**To do**. Exactly the line with "Benchmarks now have" and the lines that follow it, through the closing line of the entries, should be restated, with nothing left out or added.

[Raw data Boundary: Start]

PR #251, opened 2019-02-15
Remove unecessary benchmarks, add missing 48 peers and clean up

jeanphilippeD:
Benchmarks now consistent between different peers: Remove Bob and Carol.
Benchmarks now have 48 peers: Remove peer number 12 and 24.
Auto generated code is not example, but maintained code: move to sub function.

This will also support future benchmarking work like adding ConsensusMode::Single or composite test with many more events, but also simplify any regeneration of dot files when our code change.


jeanphilippeD:
Fixed the commit comment.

[Raw data Boundary: End]

**Solution for this problem**.
Benchmarks now have 48 peers: Remove peer number 12 and 24.
Auto generated code is not example, but maintained code: move to sub function.

This will also support future benchmarking work like adding ConsensusMode::Single or composite test with many more events, but also simplify any regeneration of dot files when our code change.


jeanphilippeD:
Fixed the commit comment.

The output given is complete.